Consider the diagonalisation of \(\mathcal{K}=Q^T\Lambda Q\) by an orthogonal matrix \(Q\), where \(\Lambda\) is a diagnoal matrix containing the non-negative eigenvalues of \(\mathcal{K}\). Let \(\sqrt{\Lambda}\) be the diagonal matrix with the square roots of the eigenvalues and set \(A=\sqrt{\Lambda}Q\). Then for \(\{x_1,x_2,\dots,x_N\}\) where \(x_i\in\mathbb{R}^{d\times 1}\), we have

\[x_i^T\mathcal{K}x_j=x_i^TQ^T\Lambda Qx_j=x_i^TA^TA x_j=\langle A x_i,Ax_j\rangle.\]

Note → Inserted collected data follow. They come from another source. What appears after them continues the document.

PR #4835, opened 2023-07-25
metadata_exchange: stop waiting for data when upstream closes

blancobrenden:
This fixes a bug found in a test environment when the upstream TCP server is starting up and the server sidecar receives a connection too early (possible if there is no k8s startupProbe defined, for instance). In such a case, the server sidecar should reset the TLS connection (2) once the SNI is parsed. This should normally cause the client connection to close as well, but in some cases the connection (1) would hang instead.
client -(1)-> sidecar -(2)-> sidecar -> -(3)-> server

This was observed only with TLS1.3 connections. With TLS1.2, the upstream reset would abort filter processing during the handshake, whereas with TLS1.3 the metadata_exchange filter was allowed to send data into the upstream buffer and move its state machine forward.

The reproducer included in this PR uses a slightly different mechanism to reliably trigger the issue, since the real-world reproduction is timing/latency dependent.

### DIFF
--- a/source/extensions/filters/network/metadata_exchange/metadata_exchange.cc
+++ b/source/extensions/filters/network/metadata_exchange/metadata_exchange.cc
@@ -107,7 +107,7 @@ Network::FilterStatus MetadataExchangeFilter::onData(Buffer::Instance& data, boo
         // Upstream has entered a half-closed state, and will be sending no more data.
         // Since this plugin would expect additional headers, but none is forthcoming,
         // do not block the tcp_proxy downstream of us from draining the buffer.
-        ENVOY_LOG(warn, "Upstream closed early, aborting istio-peer-exchange");
+        ENVOY_LOG(debug, "Upstream closed early, aborting istio-peer-exchange");
         conn_state_ = Invalid;
         return Network::FilterStatus::Continue;
       }
--- a/source/extensions/filters/network/metadata_exchange/metadata_exchange.cc
+++ b/source/extensions/filters/network/metadata_exchange/metadata_exchange.cc
@@ -69,7 +69,7 @@ MetadataExchangeConfig::MetadataExchangeConfig(const std::string& stat_prefix,
     : scope_(scope), stat_prefix_(stat_prefix), protocol_(protocol),
       filter_direction_(filter_direction), stats_(generateStats(stat_prefix, scope)) {}
 
-Network::FilterStatus MetadataExchangeFilter::onData(Buffer::Instance& data, bool) {
+Network::FilterStatus MetadataExchangeFilter::onData(Buffer::Instance& data, bool end_stream) {
   switch (conn_state_) {
   case Invalid:
     FALLTHRU;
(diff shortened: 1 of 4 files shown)


zirain (commented):
lgtm, defer to @kyessenov for second review.

source/extensions/filters/network/metadata_exchange/metadata_exchange.cc
```diff
@@ -103,6 +103,14 @@ Network::FilterStatus MetadataExchangeFilter::onData(Buffer::Instance& data, boo
   case NeedMoreDataInitialHeader: {
     tryReadInitialProxyHeader(data);
     if (conn_state_ == NeedMoreDataInitialHeader) {
+      if (end_stream) {
+        // Upstream has entered a half-closed state, and will be sending no more data.
+        // Since this plugin would expect additional headers, but none is forthcoming,
+        // do not block the tcp_proxy downstream of us from draining the buffer.
+        ENVOY_LOG(warn, "Upstream closed early, aborting istio-peer-exchange");
```
kyessenov, line 110: This should be debug or trace level.

kyessenov (approved):
Great find! The change looks good to me. Does the difference with TLS 1.3 have to do with [0-RTT](https://datatracker.ietf.org/doc/html/rfc8446#section-2.3)?

source/extensions/filters/network/metadata_exchange/metadata_exchange.cc
kyessenov: Please fix log level to be less noisy - will remove the label then.

blancobrenden: Yes, I believe the difference is due to the 0-RTT behavior of TLS 1.3 changing the timing of the this extension relative to the handshake. Specifically, with 1.2, mx is never invoked because the upstream always closes early with a handshake failure.
Regarding the log level, I can certainly change that and will do so. My rationale had been that this failure is rare and would happen only when one does not define something like a startupProbe in the pod spec, and so users that debugged this may have been more likely to see the warning were it to happen, as it did for us.

kyessenov: The log level is driven by Envoy conventions, which usually limits per-connection and per-request lines to be <= debug, to avoid overwhelming the log service.

If I understand correctly, this issue can happen with any mis-configured mesh using TLS 1.3. Any client sidecar connection that is accepted and then half-closed would cause a connection leak from the app to the client sidecar. This may happen when trying to use mTLS to external servers (out-of-mesh). If it's truly 0-RTT timing then the server doesn't even have to be TLS to cause an issue.

blancobrenden: Misconfigured external servers may trigger this issue, although I believe we only get to the problematic point in the state machine if the server advertises the correct magic string in the ALPN sent back in the first packet.
Thank you for the review!

PR #4840, opened 2023-07-26
bump envoy sha256 to be consistent

edieYoung:
the envoy sha256 doesn't match, bump it to be the correct one:
```
 wget https://github.com/envoyproxy/envoy/archive/da77eab7d2f758ac4380467775ec29e47ff28205.tar.gz && sha256sum da77eab7d2f758ac4380467775ec29e47ff28205.tar.gz

593055446f358fe3af389d8fef191b9e011b9ef05689437745e210c1600fe897
```
https://github.com/istio/proxy/commit/5382f1d9645b73f7a8aff075a966200a6b9f7169#r122780476
@howardjohn


howardjohn (commented):
Hmm. We can do this but not sure the end result. The point of 1.17.5 patch branch is that it is building 1.17.5 specifically. If we merge changes to it, we end up with " not really 1.17.5 but kind of close"

Obviously we messed this up and shouldn't do that again (will update the private CVE process), but not sure the best path forward.

Do you expect to update istio/istio as well?

jacob-delgado:
We should leave this alone and change the ENVOY_ORG and ENVOY_REPO to istio/envoy instead if we followed the process. We should not change the sha.

edieYoung:
I don't know what's the best process neither, but this inconsistency might break our Istio upgrade to 1.17.5(we have custom envoy build based on Istio) :(

edieYoung:
> Do you expect to update istio/istio as well?

Yes, I think so, you mean here right? https://github.com/istio/istio/blame/1.17.5/istio.deps#L7

edieYoung:
> Hmm. We can do this but not sure the end result. The point of 1.17.5 patch branch is that it is building 1.17.5 specifically. If we merge changes to it, we end up with " not really 1.17.5 but kind of close"

I guess we probably will end up a new patch release.

PR #4865, opened 2023-08-04
Fix skipping ALPN overwriting

jewertow:

I noticed in logs `override with 3 ALPNs`, while cluster had set `istio.alpn_override: false`, so I think that the previous implementation was not correct.

**Which issue this PR fixes**
fixes https://github.com/istio/istio/issues/40680


jewertow:
`test_proxy` check is failing with the following error message:
```
Checking file format ...
Source file(s) not formatted:
source/extensions/filters/http/alpn/alpn_test.cc
Makefile.core.mk:133: recipe for target 'lint' failed
make: *** [lint] Error 1
```
I cannot fix it, because when I run `clang-format -style=Google -i source/extenstions/filters/http/alpn/alpn_filter.cc`, it changes the entire file. Does anyone know how can I get to know what's exactly wrong with the current code format?

howardjohn (approved):

zirain (approved):

PR #4876, opened 2023-08-07
metadata exchange: fix cache data race

kyessenov:
Follow up to https://github.com/istio/proxy/pull/4789 to address cache concurrency issue. The cache should be thread local. Adds an integration test to exercise concurrent access.


kyessenov:
CC @edtanous

lei-tang (approved):

PR #24, opened 2020-03-20
Use older time lib

mpscholten:


dpwiz:
Why?

mpscholten:
This branch is used internally for a production app where we couldn't yet update the time library. We have this draft PR to avoid removing this branch by accident ;) We plan to update that app in the future.

mpscholten:
This has been refactored now and now we don't need this branch anymore 🎉

PR #63, opened 2020-05-28
Moved Contributing section into it's own file

mpscholten:
It's useful because otherwise users might try to run the commands in the
README to start their first project.


CONTRIBUTING.md
```diff
@@ -0,0 +1,59 @@
...
+
+## Running an application against a local copy of the framework
+
+To work on the framework in your application, you need to clone this repository inside your application directory:
+
+```
+git clone git@github.com:digitallyinduced/haskellframework.git IHP
+```
+
+The best workflow is to use `ghci` to load your application together with the framework version in `IHP`:
```
Laobiz, line 13:
```suggestion
The best workflow is to use `ghci` to load your application together with the framework version in `IHP`. To make sure that the symlink is loaded run `make all` before that.:
```

PR #75, opened 2020-06-02
More validators

hendi:
This adds more validators, including tests.

### DIFF
--- a/IHP/ValidationSupport/ValidateField.hs
+++ b/IHP/ValidationSupport/ValidateField.hs
@@ -16,6 +16,8 @@ import GHC.TypeLits (KnownSymbol, Symbol)
 import GHC.Records
 import IHP.ModelSupport
 import IHP.HaskellSupport
+import Text.Regex.TDFA
+import Data.List ((!!))
 
 -- | A function taking some value and returning a 'ValidatorResult'
 --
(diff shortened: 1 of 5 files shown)


IHP/ValidationSupport/ValidateField.hs
```diff
@@ -128,7 +166,27 @@ nonEmpty value | null value = Failure "This field cannot be empty"
...
+-- Success
+--
+-- >>> empty (Just "hello")
+-- Failure "This field must be empty"
+--
+-- >>> empty Nothing
+-- Success
+empty :: MonoFoldable value => value -> ValidatorResult
+empty value | null value = Success
+empty _ = Failure "This field must be empty"
```
mpscholten, line 185: I would suggest naming this `isEmpty` to avoid name conflicts inside the controller actions (e.g. when you have a local variable `empty` in scope. It's also usually used for data structures, [e.g. Data.Map exports a `empty` function](https://hackage.haskell.org/package/containers-0.4.0.0/docs/Data-Map.html)).

Test/ValidationSupport/ValidateFieldSpec.hs
```diff
@@ -0,0 +1,197 @@
...
+
+When in the IHP directory, you can run this file like:
+
+ > nix-shell NixSupport/shell.nix
+ > ghci
+ > :l Test/ValidationSupport/ValidateFieldSpec.hs
+ > main
+
+-}
+module Test.ValidationSupport.ValidateFieldSpec where
```
mpscholten, line 13: Very nice :)

IHP/ValidationSupport/ValidateField.hs
hendi: I agree, and I'd prefer `isNonEmpty` as well. I had that change originally but ran into the issue that `IHP.Prelude` exports `isEmpty` already. Any suggestions for how to handle this?

mpscholten: Maybe we can call it `isEmptyValue`? :)

Regarding `nonEmpty`: After think about it, I would keep the `nonEmpty` because `isNonEmptyValue` would be very long, and the `nonEmpty` validator is used really often.

hendi: :+1: for pragmatism! I've changed the code accordingly.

Therefore we have kernel function \(K(x_i,x_j)=x_i^T\mathcal{K}x_j=\langle Ax_i,Ax_j\rangle\) with linear transformation \(\phi(\cdot)=A\cdot. \tag*{\)\blacksquare\(}\)

3. Conclusion

In this post, we introduced kernel method for classification problem. Given Cover’s theorem, we can project non-linear data into high-dimensional space and obtain linearly separable data. To simplify the computation incurred by the duality problem, we can leverage kernel function to avoid the computing labor.

This is definitely not a good introduction to kernel methods. For more details of kernel method, I would recommend Kernel methods: an overview.